Low valuations: Stocks in the Bovespa Index have been trading at a multiple of 7.3 forward earnings, which is quite a bit cheaper than the 15.3 P/E ratio for the S&P 500, leaving Brazilian shares significantly undervalued.
Commodities: Brazil is the biggest net exporter in the world, according to the USDA, is the world’s second-largest iron-ore producer, is one of the top 5 producers of 34 separate commodities and is a leading exporter of oil. Brazil also is a leading producer of alternative energy commodities, manufacturing more ethanol in a year than the combined output of Europe and Asia.
A look at a sampling of the larger ETFs invested in Brazil shows the iShares MSCI Brazil ETF (EWZ), which is heavily invested in the financial, basic materials and oil and gas sectors, up nearly 13% for the year after posting a more than 40% gain in April. Likewise, the very similar Franklin FTSE Brazil ETF (FLBR) is up more than 12% for the year. Latin American-focused funds with substantial holdings of Brazilian companies have also showed gains, with Brazilian shares offsetting losses from stock of other regions.
As for investing risks, beyond a potential global recession or lower Chinese commodity demand if COVID-19 lockdowns spread, turmoil from any domestic policy changes also are a factor. Even in the aftermath of the presidential election, analysts don’t expect much impact thanks to a centrist Brazilian congress.

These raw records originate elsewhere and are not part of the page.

PR #760, opened 2025-12-04
Bump Next.js and Payload versions

busbyk:
## Description

Bumps Next.js to 15.4.8 to address [CVE-2025-66478](https://github.com/vercel/next.js/security/advisories/GHSA-9qr9-h5gf-34mp)

Bumps Payload to 3.66.0


rchlfryn (changes requested):
Can we include why we make all these other file changes in the description? Are the necessary for the upgrade, or nice to have with the upgrade?

src/app/(frontend)/[center]/next/preview/route.ts
```diff
@@ -1,17 +1,10 @@
 import configPromise from '@payload-config'
 import { draftMode } from 'next/headers'
 import { redirect } from 'next/navigation'
+import { type NextRequest } from 'next/server'
 import { CollectionSlug, getPayload, type PayloadRequest } from 'payload'
 
-export async function GET(
```
Comment (busbyk) [inline src/app/(frontend)/[center]/next/preview/route.ts:6]: The new version of next.js complained about this type.

src/payload-types.ts
```diff
@@ -151,6 +151,7 @@ export interface Config {
   db: {
     defaultIDType: number;
   };
+  fallbackLocale: null;
```
busbyk, line 154: This was added by the new version of Payload.

eslint.config.mjs
```diff
@@ -44,7 +44,7 @@ const eslintConfig = [
       ],
     },
   },
-  globalIgnores(['.next/', 'src/migrations/']),
+  globalIgnores(['.next/', 'src/migrations/', 'next-env.d.ts']),
```
busbyk, line 47: This was added to ignore an eslint error in `next-env.d.ts`. It makes sense to ignore this file completely because it is auto-generated by next.js.

next-env.d.ts
```diff
@@ -1,5 +1,6 @@
 /// <reference types="next" />
 /// <reference types="next/image-types/global" />
+/// <reference path="./.next/types/routes.d.ts" />
```
busbyk, line 3: This was added by the new version of Next.js

busbyk (commented):
Notes on additional changes beyond version bumps.

busbyk:
> Can we include why we make all these other file changes in the description? Are the necessary for the upgrade, or nice to have with the upgrade?

Sure, I left comments on the specific files: https://github.com/NWACus/web/pull/760#pullrequestreview-3541593135

rchlfryn (approved):
Awesome! Thanks for doing that. I assumed it was auto generated but wanted to be sure.

Issue #743, opened 2025-12-03
Rusty cannot invite users


rustynwac:
**Describe the bug**
I get a blank screen upon clicking "Add User"

**To Reproduce**

1. Login as Provider Manager user or Super admin user
2. Users
3. Click invite user

**Expected behavior**
I would expect the user module to open

**Screenshots**
https://www.loom.com/share/425b9a2e90494589997b8d47e65e24b9

Here's a screenshot of the provider user I was logged in as (from my super admin user)

<img width="899" height="717" alt="Image" src="https://github.com/user-attachments/assets/0622319b-278b-462e-b712-085d4bf10c9b" />

**Environment details**

- Chrome
- Could also replicate with Safari

**Existential musings**
What else you got for us?

rustynwac:
Resolved itself

rustynwac:
Getting this error for all users right now

PR #764, opened 2025-12-05
Bugfix: invite user drawer + Sentry config

busbyk:
## Description

I can only reproduce #743 in production (not in dev, not locally with a production build). I can only assume this is caused by data in the production environment. I'm attempting to add defensive checks to see if they will resolve the error along with capturing additional error statuses in the Payload Sentry plugin. 

## Related Issues

#743


src/collections/Users/components/InviteUserDrawer.tsx
```diff
@@ -95,19 +95,17 @@ const initialState: FormState = {
...
-    valid: true, // Valid by default since it's optional
+    valid: true,
     value: [],
-    rows: [],
   },
   providers: {
     initialValue: [],
-    valid: true, // Valid by default since it's optional
+    valid: true,
     value: [],
```
busbyk, line 109: Removed the empty rows array to start because it seemed like Payload was resetting this anyways and it's not necessary - thought maybe it's messing with the form state. Removed the comments just because they seem unnecessary.

src/collections/Users/components/InviteUserDrawer.tsx
```diff
@@ -128,33 +126,148 @@ export function InviteUserDrawer({
...
+      rolesData?.docs
+        ?.filter(
+          (role: Role | null): role is Role => role != null && role.name != null && role.id != null,
+        )
+        .map((role: Role) => ({
+          label: role.name,
+          value: String(role.id),
+        })) || [],
+    [rolesData],
+  )
```
busbyk, line 140: Memoizing just as a good practice for performance. Filtering to ensure we get all of the data we expect and label and value are always valid.

src/collections/Users/components/InviteUserDrawer.tsx
```diff
@@ -128,33 +126,148 @@ export function InviteUserDrawer({
...
+            globalRole != null && globalRole.name != null && globalRole.id != null,
+        )
+        .map((globalRole: GlobalRole) => ({
+          label: globalRole.name,
+          value: String(globalRole.id),
+        })) || [],
+    [globalRolesData],
+  )
+
+  const [{ data: providersData }] = usePayloadAPI('/api/providers?limit=0')
```
busbyk, line 172: Changed `limit=100` to `limit=0` to fetch all providers since I know we'll at least always have 150 providers after we create the existing ones. Not super performant but the "make it work" step of make it work, make it right, make it fast.

src/collections/Users/components/InviteUserDrawer.tsx
```diff
@@ -128,33 +126,148 @@ export function InviteUserDrawer({
...
+            provider != null && provider.name != null && provider.id != null,
+        )
+        .map((provider: Provider) => ({
+          label: provider.name,
+          value: String(provider.id),
+        })) || [],
+    [providersData],
+  )
+
+  // Debug logging for production issue investigation
```
busbyk, line 187: Will remove this once we've resolved this issue.

src/collections/Users/components/InviteUserDrawer.tsx
```diff
@@ -351,10 +509,10 @@ export function InviteUserDrawer({
             </div>
           )}
 
-          {canCreateGlobalRoleAssignments && (
+          {canCreateGlobalRoleAssignments && globalRoleOptions.length > 0 && (
             <SelectField
               field={{
-                name: 'globalRoles',
+                name: 'globalRoleAssignments',
```
busbyk, line 515: I was curious if this name mismatch might cause issues with Payload's form state.

src/collections/Users/components/InviteUserDrawer.tsx
```diff
@@ -351,10 +509,10 @@ export function InviteUserDrawer({
             </div>
           )}
 
-          {canCreateGlobalRoleAssignments && (
+          {canCreateGlobalRoleAssignments && globalRoleOptions.length > 0 && (
```
busbyk, line 512: Only rendering if there are options.

src/plugins/index.ts
```diff
@@ -79,5 +79,12 @@ export const plugins: Plugin[] = [
...
   }),
-  sentryPlugin({ Sentry }),
+  sentryPlugin({
+    Sentry,
+    options: {
+      debug: true,
+      // >= 500 status codes are captured automatically in addition to these
+      captureErrors: [400, 401, 403, 404],
+    },
+  }),
```
busbyk, line 89: We haven't gotten any Sentry issue logged from Payload. I would have expected the sentry plugin's error boundary to catch this so I'm setting debug: true and explicitly capturing more than just the default 500 errors (although I don't think that would change anything here).

src/collections/Users/components/InviteUserDrawer.tsx
stevekuznetsov: Won't the react compiler do this for us?

src/collections/Users/components/InviteUserDrawer.tsx
stevekuznetsov: If it's used as a form-fill for "which of our providers will you manage" I don't know that you can do better than showing all of them

busbyk: Yea I think pulling all of them is totally fine for this case. But Payload's select components do have the capability to have an infinite scrolling style implementation where additional elements are fetched as you scroll. You'll see this in places in the admin panel like selecting a page, post, or built-in page for a link field.

src/collections/Users/components/InviteUserDrawer.tsx
busbyk: I believe it would, yea. We don't have react-compiler enabled for this project. The first stable version of it only came out in October: https://react.dev/blog/2025/10/07/react-compiler-1. 

I've heard nothing but good things but I haven't read about it in depth yet. I'd want to understand it in a little bit more detail before turning it on. Looks like they have pretty good guidance on things I'm curious about like:
- Should we remove existing `useMemo`, `useCallback` hooks or keep them
- When hooks like those are still necessary 
- Any breaking changes

Created an issue to track that: https://github.com/NWACus/web/issues/766

PR #774, opened 2025-12-09
Update tenant slug readonly

### LINKED ISSUE #758: Tenants collection slug field needs to be editable during create
Currently, the Tenants collection's slug field is always readOnly. This makes it so that you can't set the slug field when creating a new tenant, thereby blocking us from creating new tenants. 

https://www.loom.com/share/82a2d984e54444c6a16b1c02b66c63fd

rchlfryn:
## Description
We cannot edit the tenant slug when we go to make a new tenant. We want to update this to allow a user to add a slug on creation but never be able to edit this after creation.

## Related Issues
Fixes #758 

## Key Changes
- Remove readonly from tenant slug and uses access instead 

## Screenshots / Demo
On creation

Screenshot 2025-12-08 at 22 42 52

---
On edit

Screenshot 2025-12-08 at 22 44 20

### DIFF
--- a/src/collections/Tenants/index.ts
+++ b/src/collections/Tenants/index.ts
@@ -57,7 +57,6 @@ export const Tenants: CollectionConfig = {
       admin: {
         description:
           'Used for subdomains and url paths for previews. This is a unique identifier for a tenant.',
-        readOnly: true,
       },
       index: true,
       required: true,


busbyk (approved):
Incredible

As Czerwonko of UBS Global Wealth Management conlcuded: “ In our baseline scenario, however, we believe the fundamentals stars are aligning in Brazil, offering opportunities to global investors.”
Brazil presents potential investment opportunities for investors, particularly in its 84-stock Bovespa Index, best known as Ibovespa. based on Brazil’s GDP growth, low stock valuations and the strength of its commodities.